Work task: Nothing but the lines from the one with "# Pull Request" through the last line of the data should be restated, each word for word.
# # #
PR #2345, opened 2026-09-23
Add retry support to our two PSScriptAnalyzer functions.

mjr4077au:
# Pull Request

## Description

We often have build failures due to PSScriptAnalyzer having issues. It's widely known and documented on https://github.com/PowerShell/PSScriptAnalyzer/issues/1867. The only option we have is to retry, which usually always works.

This adds retrying directly into our code, with the idea that the build system retries once and just gets on with it. Not a great solution but all we can do.

## Type of change

## Checklist


DanGough (approved):
Let's see if this resolves things, we can consider a retry loop next if it might need to retry twice or more.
# # #
Result below:
# Pull Request

## Description

We often have build failures due to PSScriptAnalyzer having issues. It's widely known and documented on https://github.com/PowerShell/PSScriptAnalyzer/issues/1867. The only option we have is to retry, which usually always works.

This adds retrying directly into our code, with the idea that the build system retries once and just gets on with it. Not a great solution but all we can do.

## Type of change

## Checklist


DanGough (approved):
Let's see if this resolves things, we can consider a retry loop next if it might need to retry twice or more.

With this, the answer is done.